The fiscal 2023 first quarter was highlighted by a busy calendar of events at the Company’s performance venues, strength in Tao Group Hospitality’s key markets, including Las Vegas and New York, and robust sales and renewal activity within marketing partnerships and suites. Subsequent to the end of the quarter, MSG Networks began airing its full regular season telecast schedules for its five professional sports teams across both the NBA and NHL, and next week, the Christmas Spectacular production returns for its 2022 holiday season run at Radio City Music Hall with new immersive technology elements and 181 planned shows.
In addition, the Company recently announced that it confidentially submitted an initial Form 10 Registration Statement with the U.S. Securities and Exchange Commission for the proposed spin-off of its traditional live entertainment and MSG Networks businesses. Completion of the transaction remains subject to various conditions, including final Board approval.
For the fiscal 2023 first quarter, the Company reported revenues of $401.2 million, an increase of $106.7 million, or 36%, as compared to the prior year quarter. In addition, the Company reported an operating loss of $44.8 million, an improvement of $38.5 million, or 46%, and adjusted operating income of $2.8 million, a decrease of $7.5 million, or 73%, both as compared to the prior year period.(1)
Executive Chairman and CEO James L. Dolan said, “We are pleased with our start to the year, with first quarter results reflecting robust ongoing demand for our portfolio of assets and brands. Looking ahead, we expect fiscal 2023 to be a defining year as we make progress toward the completion of MSG Sphere in Las Vegas and our potential spin-off, both of which we believe will deliver long-term value for our shareholders.”
For the fiscal 2023 first quarter, the Entertainment segment generated revenues of $147.1 million, an increase of $112.9 million as compared to the prior year period.
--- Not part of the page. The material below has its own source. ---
PR #3073, opened 2026-07-15
Use cryptography-kotlin in the app itself also

Luna712:
It is more type safe and IMO cleaner code.

### DIFF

Event-related revenues increased $80.6 million, revenues related to the Company’s arena license agreements with Madison Square Garden Sports Corp. (“MSG Sports“) increased $18.3 million, suite license fee revenues increased $8.4 million and venue-related sponsorship and signage revenues increased $3.7 million, all primarily due to the return of live events at the Company’s performance venues during the current year quarter, as compared to limited live events held in the prior year period as a result of the COVID-19 pandemic.
Fiscal 2023 first quarter direct operating expenses of $101.8 million increased $65.5 million, as compared to the prior year quarter. Event-related expenses increased $42.0 million, direct operating expenses associated with revenue or profit sharing under the arena license agreements with MSG Sports increased $17.7 million and direct operating expenses associated with venue operating costs increased $4.5 million, all primarily due to the return of live events at the Company’s performance venues during the current year quarter.
Fiscal 2023 first quarter selling, general and administrative expenses of $103.4 million increased $10.4 million, or 11%, as compared with the prior year quarter. This increase primarily reflected higher employee compensation and related benefits of $10.4 million, primarily due to the Company’s MSG Sphere initiative, and higher other general and administrative expenses of $5.9 million, partially offset by lower professional fees of $5.9 million.
Fiscal 2023 first quarter operating loss of $75.3 million improved by $39.4 million, or 34%, and adjusted operating loss of $44.4 million improved by $27.0 million, or 38%. The improvements in operating loss and adjusted operating loss were primarily due to the increase in revenues, partially offset by higher direct operating expenses and, to a lesser extent, higher selling, general and administrative expenses.